> Assignment
Every line of the data below needs to be reproduced exactly.
[Data for processing — start]
PR #878, opened 2022-07-22
Theme (dark mode) toggle

jasonvarga:
Gives the option to match the system preference, or explicitly use light or dark themes.

### DIFF
--- a/resources/js/app.js
+++ b/resources/js/app.js
@@ -43,5 +43,23 @@ window.bodyData = function() {
     };
 }
 
+window.htmlData = function() {
+    return {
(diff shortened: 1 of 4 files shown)


Konafets:
Hey, 

thanks for adding the toggle. Just tried it with Chrome and the toggle switches to light mode, but the setting is lost after reloading the page.

jasonvarga:
I renamed some variables at the last second and it broke that without noticing. Derp. I've fixed this in 35f6853afbf7be3993d5800895825bca3f44b2e6, sorry about that.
[Data for processing — finish]
> Solution for this problem
PR #878, opened 2022-07-22
Theme (dark mode) toggle

jasonvarga:
Gives the option to match the system preference, or explicitly use light or dark themes.

### DIFF
--- a/resources/js/app.js
+++ b/resources/js/app.js
@@ -43,5 +43,23 @@ window.bodyData = function() {
     };
 }
 
+window.htmlData = function() {
+    return {
(diff shortened: 1 of 4 files shown)


Konafets:
Hey, 

thanks for adding the toggle. Just tried it with Chrome and the toggle switches to light mode, but the setting is lost after reloading the page.

jasonvarga:
I renamed some variables at the last second and it broke that without noticing. Derp. I've fixed this in 35f6853afbf7be3993d5800895825bca3f44b2e6, sorry about that.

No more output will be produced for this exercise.